BEGIN Exercise inputs
PR #110, opened 2017-03-08
Add -Werror build

junghans:


jbakosi:
Okay, I think this one will pass. I guess we want
```
env:
  matrix:
    - DISTRO=gentoo DOCKERHUB=true WERROR=ON
    - DISTRO=gentoo COVERAGE=ON
```
instead of
```
matrix:
      - DISTRO=gentoo DOCKERHUB=true
￼      - DISTRO=gentoo COVERAGE=ON
      - DISTRO=gentoo WERROR=ON
```
Correct? If so, @junghans, you can also merge.

PR #132, opened 2017-04-20
Re-enable Intel TeamCity builds

jbakosi:
This now works, but I wanted us to see the various steps that were required to accomplish this. In particular, the commit messages have some interesting details that you guys might also be interested in (if for nothing else, but other projects).

All (now) 80 TeamCity builds in the Linux matrix are also successful.


junghans:
@jbakosi You can merge this!

PR #133, opened 2017-04-20
drop \date

junghans:
git grep --files-with-matches '\\date' | xargs sed -i '/\\date/d'


junghans:
Hmm, I don't really feel like going through >400 files to decide this, so let's just drop `\date`, which is anyhow the main cause of merge conflict.

jbakosi:
I'm fine with just dropping '\date' too, but I don't think you would have to do the differentiation between the '\author's in the functions and the '\author's in the file header manually. You could just use 'head' to selectively grep and delete those '\author' lines that appear within the first, e.g., 5-6 lines of each file. (That is also how vim's 'autodate' plugin works to automatically update the dates.)

PR #882, opened 2022-07-20
fix: add latest tag to images

Dotunj:


.goreleaser.yml
```diff
@@ -38,7 +38,9 @@ publishers:
 
 
 dockers:
-  - image_templates: ["docker.cloudsmith.io/convoy/convoy/{{ .Env.REPO_NAME }}:{{ .Tag }}"]
+  - image_templates: 
+    - "docker.cloudsmith.io/convoy/convoy/{{ .Env.REPO_NAME }}:latest"
```
Subomi, line 42: @Dotunj With this will we have multiple `latest` or the most recent?

Subomi (commented):
@Dotunj With this, will we have multiple `latest` or only the most recent?

Dotunj:
@Subomi We'll have multiple `latest` with this.

Subomi:
@Dotunj, I think we should have one `latest`?

Dotunj:
@Subomi that works, however that means can we can only tag `latest` against the publish workflow i.e when we publish to Apt, Yum and HomeBrew.

Subomi:
That means release candidates won't get a latest tag?

Dotunj:
Yeah

Subomi:
@Dotunj, I can't remember exactly why we don't publish release candidates? Maybe we should? :)

Dotunj:
@Subomi I guess if someone is downloading and installing the latest version of a software, you want it to be the most recent stable version?

Subomi:
@Dotunj Hm, but we can't have multiple `latest`. The problem with our install scripts is when someone runs it and doesn't specify a version, it should pick the `latest` and install. 

Let us tag release candidates as `latest` for docker releases because I can set my version later, unlike apt, yum and brew, where I can't specify the version I want.

PR #892, opened 2022-07-25
fix:  force resend bug

Oluwadaminiola:
- the correct response while trying to resend/force resend an event is updated
- the arrow icons on the table and pagination buttons were updated


horlah:
@Oluwadaminiola Please check out the pagination arrow icon for the sources page too

horlah (approved):

PR #931, opened 2022-08-10
Extend cli functionality

jirevwe:
This PR extends the functionality of the client and server CLI to enable streaming events from a hosted convoy instance to their local machine without the use of a 3rd party tool. See more here #893


danvixent (approved):

services/client.go
```diff
@@ -0,0 +1,135 @@
...
+
+const (
+	// Maximum message size allowed from peer.
+	maxMessageSize = 512
+
+	maxDeviceLastSeenDuration = 2 * time.Minute
+)
+
+// Client is a middleman between the websocket connection and the hub.
+type Client struct {
```
Subomi, line 23: I think we can refactor this to be clearer:

- This type doesn't need a reference to the `hub`, the `hub` holds a reference to it already. 
- We can move this to `internal/pkg` and test it in isolation.

services/hub.go
```diff
@@ -0,0 +1,463 @@
...
+	Device *datastore.Device      `json:"device"`
+	Group  *datastore.Group       `json:"group"`
+	App    *datastore.Application `json:"app"`
+}
+
+type AckEventDelivery struct {
+	UID string `json:"uid"`
+}
+
+func (h *Hub) LoginHandler(w http.ResponseWriter, r *http.Request) {
```
Subomi, line 237: We can potentially make this better by:
1. Decoupling the websocket server http handlers away from the `hub`.
2. Using contexts to pass the `hub` down to the handlers where necessary.

services/client.go
```diff
@@ -0,0 +1,135 @@
...
+	hub *Hub
+
+	// device id of the cli client
+	deviceID   string
+	EventTypes []string
```
Subomi, line 28: We create subscriptions off the client's request. Is there any reason why we need `EventTypes` on this type?

services/hub_test.go
```diff
@@ -0,0 +1,721 @@
...
+			dbFn: func(h *Hub) {
+				d := h.deviceRepo.(*mocks.MockDeviceRepository)
+				d.EXPECT().FetchDeviceByID(gomock.Any(), "device-id", "abc", "1234").Times(1).Return(nil, errors.New("device not found"))
+			},
+			wantErr:     true,
+			wantErrCode: http.StatusBadRequest,
+			wantErrMsg:  "device not found",
+		},
+		{
+			name: "should_listen_successfully",
```
Subomi, line 190: Duplicate test case?

Subomi (changes requested):
Nice. @jirevwe 

I left some comments.

net/dispatcher.go
```diff
@@ -101,6 +103,58 @@ func (d *Dispatcher) SendRequest(endpoint, method string, jsonData json.RawMessa
 	return r, nil
 }
 
+func (d *Dispatcher) SendCliRequest(url string, method convoy.HttpMethod, apiKey string, jsonData json.RawMessage) (*Response, error) {
```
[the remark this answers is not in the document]
jirevwe: It doesn't need to merge the headers, we only use it for the login request

server/subscription.go
```diff
@@ -89,7 +89,7 @@ func (a *ApplicationHandler) CreateSubscription(w http.ResponseWriter, r *http.R
 		return
 	}
 
-	sub.Type = string(group.Type)
+	// sub.Type = string(group.Type)
```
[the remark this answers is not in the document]
jirevwe: Yep, the does not exist on the struct anymore

cmd/stream.go
```diff
@@ -0,0 +1,101 @@
...
+func addStreamCommand(a *app) *cobra.Command {
+	cmd := &cobra.Command{
+		Use:   "stream",
+		Short: "Start a websocket server to pipe events to another convoy instance",
+		Run: func(cmd *cobra.Command, args []string) {
+			// enable only the native auth realm
+			authCfg := &config.AuthConfiguration{
+				Native: config.NativeRealmOptions{Enabled: true},
+			}
+			err := realm_chain.Init(authCfg, a.apiKeyRepo, nil, nil)
```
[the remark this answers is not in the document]
jirevwe: I don't understand what the issue is, should we move line 31 somewhere else?

util/crypto.go
```diff
@@ -44,6 +48,45 @@ func ComputeJSONHmac(hash, data, secret string, order bool) (string, error) {
 	return e, nil
 }
 
+type Signature struct {
```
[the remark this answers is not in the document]
jirevwe: Hmm, I don't think it should be moved. It depends on the util and the algo pkgs

cmd/listen.go
```diff
@@ -0,0 +1,237 @@
...
+	"github.com/spf13/cobra"
+	"gopkg.in/yaml.v3"
+)
+
+var done chan interface{}
+var interrupt chan os.Signal
+
+const (
+	// Time allowed to write a message to the peer.
+	writeWait = 10 * time.Second
```
oneEyedSunday, line 30: 10 seconds is a long time to wait to write something.

cmd/listen.go
```diff
@@ -0,0 +1,237 @@
...
+			}
+
+			listenRequest := socket.ListenRequest{
+				HostName:   c.Host,
+				DeviceID:   c.ActiveDeviceID,
+				SourceID:   source,
+				EventTypes: strings.Split(events, ","),
+			}
+
+			body, _ := json.Marshal(listenRequest)
```
oneEyedSunday, line 69: we are ignoring error from marshaling here, but go on to use / check it in the next line

internal/pkg/socket/client.go
```diff
@@ -0,0 +1,167 @@
...
+	err := c.conn.Close()
+	if err != nil {
+		log.WithError(err).Error("failed to close client conn")
+	}
+	unregister <- c
+}
+
+func (c *Client) GoOffline() {
+	c.lock.Lock()
+
```
oneEyedSunday, line 128: should defer the `c.lock.Unlock()` here

Subomi (changes requested):
@jirevwe FYI

Subomi (approved):

cmd/main.go
```diff
@@ -269,6 +272,10 @@ func preRun(app *app, db *cm.Client) func(cmd *cobra.Command, args []string) err
 
 func postRun(app *app, db *cm.Client) func(cmd *cobra.Command, args []string) error {
 	return func(cmd *cobra.Command, args []string) error {
+		if db == nil {
```
Dotunj, line 275: Do we still need this? I thought it was fixed already

server/models/models.go
```diff
@@ -244,8 +244,8 @@ type WebhookRequest struct {
 }
 
 type Subscription struct {
-	Name       string `json:"name" bson:"name" valid:"required~please provide a valid subscription name"`
-	Type       string `json:"type" bson:"type" valid:"required~please provide a valid subscription type"`
+	Name string `json:"name" bson:"name" valid:"required~please provide a valid subscription name"`
+	//Type       string `json:"type" bson:"type" valid:"required~please provide a valid subscription type"`
```
Dotunj, line 248: Are we taking this field out?

mocks/notification.go
```diff
@@ -0,0 +1,5 @@
+// Code generated by MockGen. DO NOT EDIT.
+// Source: internal/notifications/notifications.go
+
+// Package mocks is a generated GoMock package.
+package mocks
```
Dotunj, line 5: I don't think this file is meant to exist.

server/models/models.go
jirevwe: Yeah, it's not being used. We don't need it since subscriptions are already scoped to a project which has the type already

mocks/notification.go
jirevwe: Oh, might have been added by mistake

danvixent (approved):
END Exercise inputs
→ What to do
Out of the preceding entries, pull each line that contains the word "internal".

→ Output for this task
- We can move this to `internal/pkg` and test it in isolation.
internal/pkg/socket/client.go
+// Source: internal/notifications/notifications.go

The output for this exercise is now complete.